[Stored records]
Issue #1000, opened 2019-05-24
Deliverable: Add support for panes 


zadjii-msft:
This is the megathread for tracking all the remaining work that needs to be done to get panes ready.

* [ ] Panes should be resizable with the keyboard.
* [ ] Panes should be resizable with the mouse. The user should be able to drag
  the separator for a pair of panes, and have the content between them resize as
  the separator moves.
* [ ] There's no keyboard shortcut for "ClosePane"
* [ ] The user should be able to configure what profile is used for splitting a
  pane. Currently, the default profile is used, but it's possible a user might
  want to create a new pane with the parent pane's profile.
* [ ] There should be some sort of UI to indicate that a particular pane is
  focused, more than just the blinking cursor. `tmux` accomplishes this by
  colorizing the separators adjacent to the active pane. Another idea is
  displaying a small outline around the focused pane (like when tabbing through
  controls on a webpage).
* [ ] The user should be able to navigate the focus of panes with the keyboard,
  instead of requiring the mouse.
* [ ] The user should be able to zoom a pane, to make the pane take the entire
  size of the terminal window temporarily.
* [ ] A pane doesn't necessarily need to host a terminal. It could potentially
  host another UIElement. One could imagine enabling a user to quickly open up a
  Browser pane to search for a particular string without needing to leave the
  terminal.
* [ ] Open panes with something other than the default profile
* [ ] If you click on the separator's between panes, then on panes will be focused
* [ ] Panes should have an optional motion effect on entrance
* [ ] Add a default keybinding for panes, to enable them by default

DHowett-MSFT:
We didn't even commit the keybinding constants with which people _could_ opt in. ☹️

decriptor:
I noticed that @zadjii-msft added the keybindings for panes back. I'm assuming it made it into 0.1.1621.0?

If I add this block:
```            {
                "command" : "splitHorizontal",
                "keys" : 
                [
                    "ctrl+shift+-"
                ]
            },
            {
                "command" : "splitVertical",
                "keys" : 
                [
                    "ctrl+shift+|"
                ]
            },
```
Only Horizontal works. I noticed that if I close `Windows Terminal` it deletes the `splitVertical` keybinding from `profiles.json`.

zadjii-msft:
@decriptor I believe that's because '|' isn't actually a key we support in the keybindings quite yet - see #1212

decriptor:
[...]

PR #16170, opened 2023-10-13
Refactor Pane to be able to host non-terminal content

### LINKED ISSUE #997: A pane doesn't necessarily need to host a terminal.
A pane doesn't necessarily need to host a terminal. It could potentially host another `UIElement`. One could imagine enabling a user to quickly open up a Browser pane to search for a particular string without needing to leave the terminal.

_notes_:
* [`dev/migrie/f/non-terminal-panes`](https://github.com/microsoft/terminal/tree/dev/migrie/f/non-terminal-panes) was the original prototype
  This prototype built a media pane for the Terminal. An example screenshot: 
  image
  I can't find the original gif, cause that was from 2019. The demo deck is in a recording linked to a mail from jeffbog "RE: DEP Hackathon Share-Out", 8/7/2019
* [`dev/migrie/fhl/adaptive-card-extension`](https://github.com/microsoft/terminal/compare/dev/migrie/fhl/adaptive-card-extension) had a draft of this in Oct 2021
* [`dev/migrie/fhl/non-terminal-panes-2023`](https://github.com/microsoft/terminal/compare/dev/migrie/fhl/non-terminal-panes-2023) an attempted start circa May 2023. Didn't have more than a few hours for it though. 
  * [`dev/migrie/fhl/scratchpad-pane`](https://github.com/microsoft/terminal/compare/dev/migrie/fhl/scratchpad-pane) for the branch with a test pane in it. 
    * [`dev/migrie/f/sui-panes`](https://github.com/microsoft/terminal/compare/dev/migrie/f/sui-panes)
      * `dev/migrie/fhl-fall-2023/oceans`
        * A comment from leonard: you can just render an HWND to a Composition surface, and then insert a comp surface into the xaml tree. So look at that next hackathon
      * Tasks pane: `dev/migrie/fhl/tasks-pane` https://github.com/microsoft/terminal/compare/dev/migrie/f/sui-panes...dev/migrie/fhl/tasks-pane,  somewhere in the neighborhood of #13445 
        * Markdown pane: `dev/migrie/fhl/md-pane` https://github.com/microsoft/terminal/compare/dev/migrie/f/tasks-pane...dev/migrie/fhl/md-pane
      * +til events ==> `dev/migrie/fhl/2024-spring-merge-base`
        * Inline notebooks: https://github.com/microsoft/terminal/compare/dev/migrie/fhl/2024-spring-merge-base...dev/migrie/fhl/2024-inline-notebook

zadjii-msft:
Instead of `Pane` hosting a `TermControl` directly, it now hosts an `IPaneContent`. This is an abstraction between the TermControl and the pane itself, to allow for arbitrary implementations of `IPaneContent`, with things that might not be terminals. 

* #997
* #1000

This PR by itself doesn't do much. It's just a refactoring. 
- It doesn't actually add any other types of pane content. 
- It overall just tries to move code whenever possible, with as little refactoring as possible. There are some patterns from before that don't super scale well to other types of pane content (think: the `xyzChanged` events on `IPaneContent`). 
- There's a few remaining places where Pane is explicitly checking if its content is a terminal. We probably shouldn't, but meh

There are two follow-up PRs to this PR:
* #16171 
* #16172 

In addition, there's more work to be done after these merge:
* TODO! issue number for "Replace `IPaneContent::xyzChanged` with `PropertyChanged` events"
* TODO! issue number for "Re-write state restoration so panes don't produce `NewTerminalArgs`"

## Validation Steps Performed

* It still launches
* It still works
* Broadcasting still works
* The weird restart connection thing from #16001 still works

## PR Checklist
- [x] Closes #997

## other PRs
* #16170 <-- you are here 
* #16171
* #16172


src/cascadia/TerminalApp/IPaneContent.idl
```diff
@@ -0,0 +1,52 @@
...
+
+        event Windows.Foundation.TypedEventHandler<Object, Object> CloseRequested;
+
+        event Windows.Foundation.TypedEventHandler<Object, BellEventArgs> BellRequested;
+        event Windows.Foundation.TypedEventHandler<Object, Object> TitleChanged;
+        event Windows.Foundation.TypedEventHandler<Object, Object> TabColorChanged;
+        event Windows.Foundation.TypedEventHandler<Object, Object> TaskbarProgressChanged;
+        event Windows.Foundation.TypedEventHandler<Object, Object> ConnectionStateChanged;
+        event Windows.Foundation.TypedEventHandler<Object, Object> ReadOnlyChanged;
+        event Windows.Foundation.TypedEventHandler<Object, Object> FocusRequested;
```
lhecker, line 37: Another option would be to have a "something changed" event and just recalculate all of the values on the next UI event loop tick (via `Dispatcher.RunAsync`).

src/cascadia/TerminalApp/IPaneContent.idl
```diff
@@ -0,0 +1,52 @@
...
+    {
+        Width,
+        Height
+    };
+
+    interface ISnappable
+    {
+        Single SnapDownToGrid(PaneSnapDirection direction, Single sizeToSnap);
+        Windows.Foundation.Size GridSize { get; };
+    };
```
lhecker, line 51: What panes aren't snappable?

FWIW, if we do follow common OOP design guidelines, asking for whether something implements X and then taking action upon that without actually using the interface is a violation of the encapsulation principle. It leaks the behaviors that should be internal to the interface implementation to outside of it. I'm not entirely sure what name this anti-pattern has, but calling it an [Anemic domain model](https://en.wikipedia.org/wiki/Anemic_domain_model) is probably fair.

src/cascadia/TerminalApp/AppActionHandlers.cpp
```diff
@@ -1404,7 +1404,7 @@ namespace winrt::TerminalApp::implementation
         {
             if (const auto activePane{ activeTab->GetActivePane() })
             {
-                _restartPaneConnection(activePane);
+                _restartPaneConnection(activePane->GetContent().try_as<TerminalApp::TerminalPaneContent>(), nullptr);
```
lhecker, line 1407: `_restartPaneConnection` doesn't protect against nullptr, does it?

src/cascadia/TerminalApp/TerminalPage.cpp
```diff
@@ -3174,16 +3183,18 @@ namespace winrt::TerminalApp::implementation
...
-        _RegisterPaneEvents(resultPane);
+        _RegisterPaneEvents(terminalPane);
 
         return resultPane;
     }
 
-    void TerminalPage::_restartPaneConnection(const std::shared_ptr<Pane>& pane)
+    void TerminalPage::_restartPaneConnection(
+        const TerminalApp::TerminalPaneContent& paneContent,
+        const winrt::Windows::Foundation::IInspectable&)
```
carlos-zamora, line 3193:
```suggestion
)
```
What do we need this for?

src/cascadia/TerminalApp/Pane.h
```diff
@@ -73,7 +73,7 @@ class Pane : public std::enable_shared_from_this<Pane>
 
     std::shared_ptr<Pane> GetActivePane();
     winrt::Microsoft::Terminal::Control::TermControl GetLastFocusedTerminalControl();
-    winrt::Microsoft::Terminal::Control::TermControl GetTerminalControl();
+    winrt::Microsoft::Terminal::Control::TermControl GetTerminalControl() const;
```
carlos-zamora, line 76: There's a few of these like `GetTerminalControl()` and `GetProfile()` that kinda don't make sense here anymore. Why not do this:
- move them to `TerminalPaneContent`
- force callers to `GetContent().GetTerminalControl()`
...or something like that? That way it feels like a cleaner abstraction/separation between the Pane and underlying content.

src/cascadia/TerminalApp/TerminalPage.cpp
zadjii-msft: It's a typed event that we're just plumbing through. `RestartTerminalRequested` doesn't currently actually raise the event with `args` but it could? I dunno, that's just how these are generally done.

src/cascadia/TerminalApp/AppActionHandlers.cpp
zadjii-msft: It also doesn't use the args. We're just bubbling the TypedEvent up, but we never raised it with args in the first place. (kinda like how we don't really use `sender` in most places)

src/cascadia/TerminalApp/IPaneContent.idl
zadjii-msft: I mean, like, a settings pane wouldn't really be snappable, right? Like, it's `GridSize` is just 1x1. 

I don't think I'm asking anywhere if a `PaneContent` is an `ISnappable`, then _not_ using the `ISnappable`.
* In `Pane::_CalcSnappedDimension` I'm checking if it's snappable. If it is, we try to snap up/down to the grid. Otherwise we just return the requested size
* In `Pane::_AdvanceSnappedDimension`, if it's not snappable we just add 1, otherwise we use the grid size from the snappable interface

I dunno, this _seemed_ like a viable abstraction. I'm focusing here on the fact we're gonna have 3p folks try and author `IPaneContent`. Most of the time, I don't think they'll need to implement snapping.

lhecker (approved):

src/cascadia/TerminalApp/IPaneContent.idl
lhecker: I'm still concerned about the rising number of events. I currently don't quite see the benefit of this fine granularity. 🤔

src/cascadia/TerminalApp/Pane.h
zadjii-msft: You know what happened here - the remaining callers got merged into main mostly _after_ I had written most of this. The broadcast input stuff? All merged after I did most of this initially 🤦

zadjii-msft: I wanna say that this is probably okay, mainly for the reason that when I went to go solve the last few cases here (mainly broadcasting related, and also one for detaching termcontrol's from a window), I ended up with a bunch of 

```c++
TermControl& _termControlFromPane(const auto& pane)
{
    if (const auto content{ pane->GetContent() })
    {
        if (const auto termContent{ content.try_as<winrt::TerminalApp::TerminalPaneContent>() })
        {
            return termContent.GetTerminal();
        }
    }
    return nullptr;
}
```

helpers scattered through the code. Almost seemed more sensible to just leave it in `Pane`. Maybe rename it to `MaybeGetTerminalControl`? idk

src/cascadia/TerminalApp/TerminalPaneContent.h
```diff
@@ -0,0 +1,94 @@
...
+
+        void UpdateSettings(const winrt::Microsoft::Terminal::Settings::Model::TerminalSettingsCreateResult& settings,
+                            const winrt::Microsoft::Terminal::Settings::Model::Profile& profile);
+
+        void MarkAsDefterm();
+
+        winrt::Microsoft::Terminal::Settings::Model::Profile GetProfile() const
+        {
+            return _profile;
+        };
```
DHowett, line 32:
```suggestion
        }
```

src/cascadia/TerminalApp/TerminalPaneContent.h
```diff
@@ -0,0 +1,94 @@
...
+        winrt::Windows::Media::Playback::MediaPlayer _bellPlayer{ nullptr };
+        bool _bellPlayerCreated{ false };
+
+        struct ControlEventTokens
+        {
+            winrt::Microsoft::Terminal::Control::TermControl::ConnectionStateChanged_revoker _ConnectionStateChanged;
+            winrt::Microsoft::Terminal::Control::TermControl::WarningBell_revoker _WarningBell;
+            winrt::Microsoft::Terminal::Control::TermControl::CloseTerminalRequested_revoker _CloseTerminalRequested;
+            winrt::Microsoft::Terminal::Control::TermControl::RestartTerminalRequested_revoker _RestartTerminalRequested;
+
```
DHowett, line 67: nit: what division does this separation indicate? Which things go above it and below it?

src/cascadia/TerminalApp/TerminalPaneContent.h
```diff
@@ -0,0 +1,94 @@
+// Copyright (c) Microsoft Corporation.
+// Licensed under the MIT license.
+
+#pragma once
+#include "TerminalPaneContent.g.h"
+#include "../../cascadia/inc/cppwinrt_utils.h"
+#include <til/winrt.h>
```
DHowett, line 7: this is in the pch now

src/cascadia/TerminalApp/TerminalPaneContent.h
```diff
@@ -0,0 +1,94 @@
+// Copyright (c) Microsoft Corporation.
+// Licensed under the MIT license.
+
+#pragma once
+#include "TerminalPaneContent.g.h"
+#include "../../cascadia/inc/cppwinrt_utils.h"
```
DHowett, line 6: which utils does this use? I haven't seen any so far

src/cascadia/TerminalApp/TerminalPage.cpp
```diff
@@ -1728,9 +1733,9 @@ namespace winrt::TerminalApp::implementation
         hostingTab.TaskbarProgressChanged({ get_weak(), &TerminalPage::_SetTaskbarProgressHandler });
     }
 
-    void TerminalPage::_RegisterPaneEvents(std::shared_ptr<Pane>& pane)
+    void TerminalPage::_RegisterPaneEvents(const TerminalApp::TerminalPaneContent& paneContent)
```
DHowett, line 1736: more of a `RegisterPaneContentEvents`

DHowett: wait a second, it's not even that. It's `RegisterBigTimeEncapsulationViolatingTerminalPaneContentEvents`

src/cascadia/TerminalApp/TerminalPage.cpp
```diff
@@ -3116,10 +3124,9 @@ namespace winrt::TerminalApp::implementation
             // Don't need to worry about duplicating or anything - we'll
             // serialize the actual profile's GUID along with the content guid.
             const auto& profile = _settings.GetProfileForArgs(newTerminalArgs);
-
             const auto control = _AttachControlToContent(newTerminalArgs.ContentId());
-
-            return std::make_shared<Pane>(profile, control);
+            auto terminalPane{ winrt::make<TerminalPaneContent>(profile, control) };
+            return std::make_shared<Pane>(terminalPane);
```
DHowett, line 3129: sweeping nit: you've called it `terminalPane` in so many places, and now you're making a pane out of a terminalpane and calling it pane and returning it as a pane.

I wasn't going to say anything, but these two lines put me over my tipping point. Make the names clearer!

src/cascadia/TerminalApp/TerminalTab.cpp
```diff
@@ -1250,51 +1268,23 @@ namespace winrt::TerminalApp::implementation
...
-
-                // If this tab is focused, activate the bell indicator timer, which will
-                // remove the bell indicator once it fires
-                // (otherwise, the indicator is removed when the tab gets focus)
-                if (tab->_focusState != WUX::FocusState::Unfocused)
-                {
-                    tab->ActivateBellIndicatorTimer();
-                }
-            }
-        });
```
DHowett, line 1275: Where did the visual bell indicator and timer go? The code wasn't removed, but there aren't any callers any more. There was one caller for `ShowBellIndicator(true)` in main before this PR, now there's 0?

DHowett (changes requested):

src/cascadia/TerminalApp/IPaneContent.idl
```diff
@@ -0,0 +1,52 @@
+// Copyright (c) Microsoft Corporation.
+// Licensed under the MIT license.
+
+namespace TerminalApp
+{
+
+    runtimeclass BellEventArgs
+    {
+        Boolean FlashTaskbar { get; };
```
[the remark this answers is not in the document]
zadjii-msft: I suppose this is a bit of a change, yea. 

Before, in `Pane::_ControlWarningBellHandler`, the `Pane` would figure out what to do based on the `Profile` for the control that raised the event. 

Now, that logic moved into `TerminalPaneContent::_controlWarningBellHandler`. But we've moved the param from just a parame on the pane->page event, to a property raised from any content->page...


(okay but also [as you mentioned](https://github.com/microsoft/terminal/pull/16170#discussion_r1518252149), the bell plumbing clearly got lost in a merge)

src/cascadia/TerminalApp/PaneArgs.h
```diff
@@ -0,0 +1,18 @@
+// Copyright (c) Microsoft Corporation.
+// Licensed under the MIT license.
+
+#pragma once
+
+#include "BellEventArgs.g.h"
+
+namespace winrt::TerminalApp::implementation
+{
+    struct BellEventArgs : public BellEventArgsT<BellEventArgs>
```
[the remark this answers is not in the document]
zadjii-msft: Uhg so I had this here in a separate file so that when there is other content we implement, they could `#include "PaneArgs.h"` to get at the implementation without including the whole of `TerminalPaneContent.h`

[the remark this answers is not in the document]
zadjii-msft: I'll move it though cause I don't think I used this anywhere in the stack up to the markdown pane, so it's not important yet

src/cascadia/TerminalApp/TerminalPaneContent.idl
```diff
@@ -0,0 +1,21 @@
+// Copyright (c) Microsoft Corporation.
+// Licensed under the MIT license.
+
+import "IPaneContent.idl";
+
+namespace TerminalApp
+{
+    [default_interface] runtimeclass TerminalPaneContent : IPaneContent, ISnappable
```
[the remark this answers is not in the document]
zadjii-msft: How do we feel about doing this as a follow-up? There's quite a lot of this code that now depends on the idea that TerminalPaneContent is a WinRT type projected out of the `TerminalApp` namespace. Converting those `_content.try_as<TerminalApp::TerminalPaneContent>()`'s to... _something else?_ would spiral pretty hard.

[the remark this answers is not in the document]
DHowett: Realistically, we will never do it if we don't do it now. Honestly I think that it's easy - you just change the namespace in the try_as to `...implementation` and slap a GUID on the leaf type.

src/cascadia/TerminalApp/Pane.cpp
```diff
@@ -1332,9 +1113,16 @@ TermControl Pane::GetLastFocusedTerminalControl()
 // - <none>
 // Return Value:
 // - nullptr if this Pane is a parent, otherwise the TermControl of this Pane.
-TermControl Pane::GetTerminalControl()
+TermControl Pane::GetTerminalControl() const
```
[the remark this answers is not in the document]
zadjii-msft: Yea? It's basically an added "if this leaf is a terminal pane" check, so now callers need to be prepared to handle null as "No, this pane was _not_ a terminal"

src/cascadia/TerminalApp/Pane.cpp
```diff
@@ -3186,9 +2961,12 @@ void Pane::EnableBroadcast(bool enabled)
     if (_IsLeaf())
     {
         _broadcastEnabled = enabled;
-        _control.CursorVisibility(enabled ?
-                                      CursorDisplayState::Shown :
-                                      CursorDisplayState::Default);
+        if (const auto& termControl{ GetTerminalControl() })
```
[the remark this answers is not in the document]
zadjii-msft: I could theoretically move that up a layer, into TerminalTab if you wanted. It's kinda gross either way? 

(this branch of course predates broadcast input merging by a few months)

src/cascadia/TerminalApp/TerminalPaneContent.idl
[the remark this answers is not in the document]
zadjii-msft: oh god it's all terrible
image
image
image

src/cascadia/TerminalApp/TerminalPage.cpp
zadjii-msft: brainstorming

okay what if TerminalTab listened for this coming off a pane, then bubbled the event up with the TerminalPaneContent as the sender. So it'd be _tab.RestartPaneRequested(TerminalPaneContent, object) instead

that would be 5% less encapsulation violating

src/cascadia/TerminalApp/IPaneContent.idl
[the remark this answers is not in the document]
zadjii-msft: Theoretically, some other kind of pane could also ask for a taskbar flash, not just a terminal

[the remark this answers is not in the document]
DHowett: But that's not based on what is inside the tab, that's based on the user's settings...

src/cascadia/TerminalControl/TermControl.cpp
```diff
@@ -333,7 +333,6 @@ namespace winrt::Microsoft::Terminal::Control::implementation
             // (The window has a min. size that ensures that there's always a scrollbar thumb.)
             if (drawableRange < 0)
             {
-                assert(false);
```
DHowett, line 336: this keeps showing up in your pull requests.. what is it

zadjii-msft: context here: https://github.com/microsoft/terminal/pull/16809#discussion_r1511293498

since I've got marks in my prompt, they hit that assert literally every time I debug the Terminal. We concurred it's not really needed

DHowett (approved):

src/cascadia/TerminalApp/TerminalTab.cpp
```diff
@@ -920,87 +920,159 @@ namespace winrt::TerminalApp::implementation
...
+                    {
+                        tab->_rootPane->WalkTree([content](std::shared_ptr<Pane> pane) {
+                            if (pane->GetContent() == content)
+                            {
+                                pane->Close();
+                            }
+                        });
+                    }
+                }
+            });
```
lhecker, line 953: FYI this addition breaks #16598 because it closes all tabs when it receives a `AppHost::_CloseRequested` event and then serializes them to disk. This code however asynchronously emits another `AppHost::_CloseRequested` event which causes the entire process to restart but now there are no tabs left and so it ends up with an empty persistence state.

I think this issue also exists without my persistence PR, however there it's not apparent since nothing of importance happens in `AppHost::_CloseRequested`.

lhecker: I've fixed the issue by simply not shutting down tabs on exit.

However, I believe that this is a flaw in this changeset regardless. This is because this event hook creates a loop in my opinion: When the tab closes, it closes the pane which closes the content which closes the pane which closes the tab. This recursion may end up emitting events twice, but definitely at least does things redundantly (even if the 2nd time around may not have any obvious effect).

For instance, `TerminalPage::_RemoveTab` is called when you explicitly close a tab. This will `Shutdown()` the root pane which will close the content. This will asynchronously emit a `Closed` to the pane which, if it still exists for whatever reason, bubbles it up to the `TerminalPage` which got the `Closes` event hooked up to `_RemoveTab`.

What you need to do: Start at the first line of the entries above. Set down each line exactly through the one with "the separator moves.", and stop there.

Solved exercise:
Issue #1000, opened 2019-05-24
Deliverable: Add support for panes 


zadjii-msft:
This is the megathread for tracking all the remaining work that needs to be done to get panes ready.

* [ ] Panes should be resizable with the keyboard.
* [ ] Panes should be resizable with the mouse. The user should be able to drag
  the separator for a pair of panes, and have the content between them resize as
  the separator moves.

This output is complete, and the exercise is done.